(Items listed in a dataset)
PR #2714, opened 2020-12-07
shortcut recovery singleton and cache option

kevinkreiser:
Recovering shortcuts requires a graph traversal at the moment. Work was done in another branch to add superseded edges information to the tiles directly but that is currently not something we're persuing. As part of working towards recovering all shortcuts on a route #2661 and #2711 i had (wrongly) suspected that we didnt want to waste any additional time actually recovering shortcuts. so to that end i made a cached singleton to store recovery information. For a full planets worth of data this cache should be about 1gig in size. It also takes about 10 seconds on my machine to populate (further evidence for why its not the bottleneck on the other shortcut recovery prs.

anyway the work isnt completely useless but is likely practically not needed. it does ahve a few benefits:

1. it is handy though if you want to do planet wide operations and look up random shortcuts quickly
2. its nice to have moved shortcut recovery into its own testable file (makes graphreader source smaller)
3. changing the recovery method allows us to recover more of the shortcuts (the reverse oneway ones)


src/baldr/shortcut_recovery.h
```diff
@@ -0,0 +1,231 @@
...
+// TODO: break this out into a private header
+// a static cache for shortcut recovery that we can optionally pre-fill
+struct shortcut_recovery_t {
+protected:
+  /**
+   * Constructs a shortcut cache from a graphreaders tileset by recovering all shortcuts. If the
+   * graphreader passed in is null nothing is cached and revoery will happen on the fly
+   * @param reader
+   */
+  shortcut_recovery_t(valhalla::baldr::GraphReader* reader) {
```
kevinkreiser, line 22: on startup (when we first construct a graph reader) this gets called. if you wanted to turn caching on it will run through your tileset and cache all the superceded edges of all the shortcuts, if you didnt it will just bail immediately. in both cases it logs about what it did.

src/baldr/shortcut_recovery.h
```diff
@@ -0,0 +1,231 @@
...
+          decltype(recovered) opp_recovered = recovered;
+          std::reverse_copy(recovered.cbegin(), recovered.cend(), opp_recovered.begin());
+          // save some stats
+          bool failed = recovered.front() == shortcut_id;
+          unrecovered += failed;
+          superseded += failed ? 0 : recovered.size();
+          // cache it even if it failed (no point in trying the same thing twice)
+          shortcuts.emplace(shortcut_id, std::move(recovered));
+
+          // its cheaper to get the opposing without crawling the graph
```
kevinkreiser, line 62: instead of recovering the opposing edge separately later we just do it now

src/baldr/shortcut_recovery.h
```diff
@@ -0,0 +1,231 @@
...
+  }
+
+  /**
+   * Recovers the edges comprising a shortcut edge.
+   * @param reader       The graphreader for graph data ccess
+   * @param  shortcutid  Graph Id of the shortcut edge.
+   * @return Returns the edgeids of the directed edges this shortcut represents.
+   */
+  std::vector<valhalla::baldr::GraphId>
+  recover_shortcut(valhalla::baldr::GraphReader& reader,
```
kevinkreiser, line 97: this method was moved from graphreader into here, so that the cache can call it to fill the cache or call it on the fly in the event cache is disabled (the default)

src/baldr/shortcut_recovery.h
```diff
@@ -0,0 +1,231 @@
...
+      for (const DirectedEdge& edge : tile->GetDirectedEdges(node_index)) {
+        // are they the same enough that its part of the shortcut
+        // NOTE: this fails in about .05% of cases where there are two candidates and its not clear
+        // which edge is the right one. looking at shortcut builder its not obvious how this is
+        // possible as it seems to terminate a shortcut if more than one edge pair can be
+        // contracted... NOTE: because we change the speed of the edge in graph enhancer we cant use
+        // speed as a reliable determining factor
+        if (begin_node != edge.endnode() && !edge.is_shortcut() &&
+            edge.forwardaccess() == shortcut->forwardaccess() &&
+            edge.reverseaccess() == shortcut->reverseaccess() && edge.sign() == shortcut->sign() &&
```
kevinkreiser, line 154: previously we only recovered shortcuts on edges with forward auto access. ive changed that to just say that access is the same in both directions of the edge, whcih allows us to recover opposing shortcuts of oneways. in a recent planet dataset the stats were 

```
2020/12/07 21:23:37.570000 [INFO] Shortcut recovery cache enabled
2020/12/07 21:23:47.595293 [INFO] 14191294 shortcuts recovered as 90807070 superseded edges. 1776 shortcuts could not be recovered.
```

kevinkreiser: also notice recovery only takes 10 seconds, hence why we default to turning it off and doing on the fly recovery. caching of this costs approximately 1gig of ram per process. hardly worth the tiny amount of cpu it takes to recover on the fly

test/recover_shortcut.cc
```diff
@@ -153,7 +160,13 @@ TEST(RecoverShortcut, test_recover_shortcut_edges) {
...
 }
 
-} // namespace
+TEST(RecoverShortcut, test_recover_shortcut_edges_no_cache) {
+  recover(false);
+}
+
+TEST(RecoverShortcut, test_recover_shortcut_edges_cache) {
+  recover(true);
+}
```
kevinkreiser, line 169: we test with and without cache now

src/baldr/shortcut_recovery.h
```diff
@@ -0,0 +1,231 @@
...
+            edge.use() == shortcut->use() && edge.classification() == shortcut->classification() &&
+            edge.roundabout() == shortcut->roundabout() && edge.link() == shortcut->link() &&
+            edge.toll() == shortcut->toll() && edge.destonly() == shortcut->destonly() &&
+            edge.unpaved() == shortcut->unpaved() && edge.surface() == shortcut->surface()/* &&
+          edge.speed() == shortcut->speed()*/) {
```
PureW, line 159: Forgotten comment?

src/baldr/shortcut_recovery.h
```diff
@@ -0,0 +1,231 @@
...
+          current_edge = &edge;
+          begin_node = tile->header()->graphid();
+          begin_node.set_id(node_index);
+          accumulated_length += edge.length();
+          break;
+        }
+      }
+
+      // if we didnt add an edge or we went over the length we failed
+      if (current_edge == nullptr || accumulated_length > shortcut->length()) {
```
PureW, line 173: The reason it's not an "approximate equality" is because not all parts of the shortcut is required to be recovered?

PureW: Oh, the test for shorter length is below. I see.

src/baldr/shortcut_recovery.h
kevinkreiser: no that was there in the original. i left it unchanged. the comment above explains why its not turned on

src/baldr/shortcut_recovery.h
```diff
@@ -0,0 +1,231 @@
...
+public:
+  /**
+   * returns a static instance of the cache after prefilling it. if on the first call,
+   * the reader is nullptr then the cache will not be filled and recovery will be on the fly
+   *
+   * @param reader       the reader used to initialize the cache the first time
+   * @return a filled cache mapping shortcuts to superceeded edges
+   */
+  static shortcut_recovery_t& get_instance(valhalla::baldr::GraphReader* reader = nullptr) {
+    static shortcut_recovery_t cache{reader};
```
PureW, line 209: Should `cache` be `thread_local` so as to not break if used from multiple threads?

kevinkreiser: the cache is read-only which is completely fine, and in c++11 and on we are gauranteed that this initialization will happen only once. https://stackoverflow.com/a/19907903/5251867

PureW (approved):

* _What the task requires_:
Output the records in full, keeping them exactly as they are.

* _Finished exercise_:
PR #2714, opened 2020-12-07
shortcut recovery singleton and cache option

kevinkreiser:
Recovering shortcuts requires a graph traversal at the moment. Work was done in another branch to add superseded edges information to the tiles directly but that is currently not something we're persuing. As part of working towards recovering all shortcuts on a route #2661 and #2711 i had (wrongly) suspected that we didnt want to waste any additional time actually recovering shortcuts. so to that end i made a cached singleton to store recovery information. For a full planets worth of data this cache should be about 1gig in size. It also takes about 10 seconds on my machine to populate (further evidence for why its not the bottleneck on the other shortcut recovery prs.

anyway the work isnt completely useless but is likely practically not needed. it does ahve a few benefits:

1. it is handy though if you want to do planet wide operations and look up random shortcuts quickly
2. its nice to have moved shortcut recovery into its own testable file (makes graphreader source smaller)
3. changing the recovery method allows us to recover more of the shortcuts (the reverse oneway ones)


src/baldr/shortcut_recovery.h
```diff
@@ -0,0 +1,231 @@
...
+// TODO: break this out into a private header
+// a static cache for shortcut recovery that we can optionally pre-fill
+struct shortcut_recovery_t {
+protected:
+  /**
+   * Constructs a shortcut cache from a graphreaders tileset by recovering all shortcuts. If the
+   * graphreader passed in is null nothing is cached and revoery will happen on the fly
+   * @param reader
+   */
+  shortcut_recovery_t(valhalla::baldr::GraphReader* reader) {
```
kevinkreiser, line 22: on startup (when we first construct a graph reader) this gets called. if you wanted to turn caching on it will run through your tileset and cache all the superceded edges of all the shortcuts, if you didnt it will just bail immediately. in both cases it logs about what it did.

src/baldr/shortcut_recovery.h
```diff
@@ -0,0 +1,231 @@
...
+          decltype(recovered) opp_recovered = recovered;
+          std::reverse_copy(recovered.cbegin(), recovered.cend(), opp_recovered.begin());
+          // save some stats
+          bool failed = recovered.front() == shortcut_id;
+          unrecovered += failed;
+          superseded += failed ? 0 : recovered.size();
+          // cache it even if it failed (no point in trying the same thing twice)
+          shortcuts.emplace(shortcut_id, std::move(recovered));
+
+          // its cheaper to get the opposing without crawling the graph
```
kevinkreiser, line 62: instead of recovering the opposing edge separately later we just do it now

src/baldr/shortcut_recovery.h
```diff
@@ -0,0 +1,231 @@
...
+  }
+
+  /**
+   * Recovers the edges comprising a shortcut edge.
+   * @param reader       The graphreader for graph data ccess
+   * @param  shortcutid  Graph Id of the shortcut edge.
+   * @return Returns the edgeids of the directed edges this shortcut represents.
+   */
+  std::vector<valhalla::baldr::GraphId>
+  recover_shortcut(valhalla::baldr::GraphReader& reader,
```
kevinkreiser, line 97: this method was moved from graphreader into here, so that the cache can call it to fill the cache or call it on the fly in the event cache is disabled (the default)

src/baldr/shortcut_recovery.h
```diff
@@ -0,0 +1,231 @@
...
+      for (const DirectedEdge& edge : tile->GetDirectedEdges(node_index)) {
+        // are they the same enough that its part of the shortcut
+        // NOTE: this fails in about .05% of cases where there are two candidates and its not clear
+        // which edge is the right one. looking at shortcut builder its not obvious how this is
+        // possible as it seems to terminate a shortcut if more than one edge pair can be
+        // contracted... NOTE: because we change the speed of the edge in graph enhancer we cant use
+        // speed as a reliable determining factor
+        if (begin_node != edge.endnode() && !edge.is_shortcut() &&
+            edge.forwardaccess() == shortcut->forwardaccess() &&
+            edge.reverseaccess() == shortcut->reverseaccess() && edge.sign() == shortcut->sign() &&
```
kevinkreiser, line 154: previously we only recovered shortcuts on edges with forward auto access. ive changed that to just say that access is the same in both directions of the edge, whcih allows us to recover opposing shortcuts of oneways. in a recent planet dataset the stats were 

```
2020/12/07 21:23:37.570000 [INFO] Shortcut recovery cache enabled
2020/12/07 21:23:47.595293 [INFO] 14191294 shortcuts recovered as 90807070 superseded edges. 1776 shortcuts could not be recovered.
```

kevinkreiser: also notice recovery only takes 10 seconds, hence why we default to turning it off and doing on the fly recovery. caching of this costs approximately 1gig of ram per process. hardly worth the tiny amount of cpu it takes to recover on the fly

test/recover_shortcut.cc
```diff
@@ -153,7 +160,13 @@ TEST(RecoverShortcut, test_recover_shortcut_edges) {
...
 }
 
-} // namespace
+TEST(RecoverShortcut, test_recover_shortcut_edges_no_cache) {
+  recover(false);
+}
+
+TEST(RecoverShortcut, test_recover_shortcut_edges_cache) {
+  recover(true);
+}
```
kevinkreiser, line 169: we test with and without cache now

src/baldr/shortcut_recovery.h
```diff
@@ -0,0 +1,231 @@
...
+            edge.use() == shortcut->use() && edge.classification() == shortcut->classification() &&
+            edge.roundabout() == shortcut->roundabout() && edge.link() == shortcut->link() &&
+            edge.toll() == shortcut->toll() && edge.destonly() == shortcut->destonly() &&
+            edge.unpaved() == shortcut->unpaved() && edge.surface() == shortcut->surface()/* &&
+          edge.speed() == shortcut->speed()*/) {
```
PureW, line 159: Forgotten comment?

src/baldr/shortcut_recovery.h
```diff
@@ -0,0 +1,231 @@
...
+          current_edge = &edge;
+          begin_node = tile->header()->graphid();
+          begin_node.set_id(node_index);
+          accumulated_length += edge.length();
+          break;
+        }
+      }
+
+      // if we didnt add an edge or we went over the length we failed
+      if (current_edge == nullptr || accumulated_length > shortcut->length()) {
```
PureW, line 173: The reason it's not an "approximate equality" is because not all parts of the shortcut is required to be recovered?

PureW: Oh, the test for shorter length is below. I see.

src/baldr/shortcut_recovery.h
kevinkreiser: no that was there in the original. i left it unchanged. the comment above explains why its not turned on

src/baldr/shortcut_recovery.h
```diff
@@ -0,0 +1,231 @@
...
+public:
+  /**
+   * returns a static instance of the cache after prefilling it. if on the first call,
+   * the reader is nullptr then the cache will not be filled and recovery will be on the fly
+   *
+   * @param reader       the reader used to initialize the cache the first time
+   * @return a filled cache mapping shortcuts to superceeded edges
+   */
+  static shortcut_recovery_t& get_instance(valhalla::baldr::GraphReader* reader = nullptr) {
+    static shortcut_recovery_t cache{reader};
```
PureW, line 209: Should `cache` be `thread_local` so as to not break if used from multiple threads?

kevinkreiser: the cache is read-only which is completely fine, and in c++11 and on we are gauranteed that this initialization will happen only once. https://stackoverflow.com/a/19907903/5251867

PureW (approved):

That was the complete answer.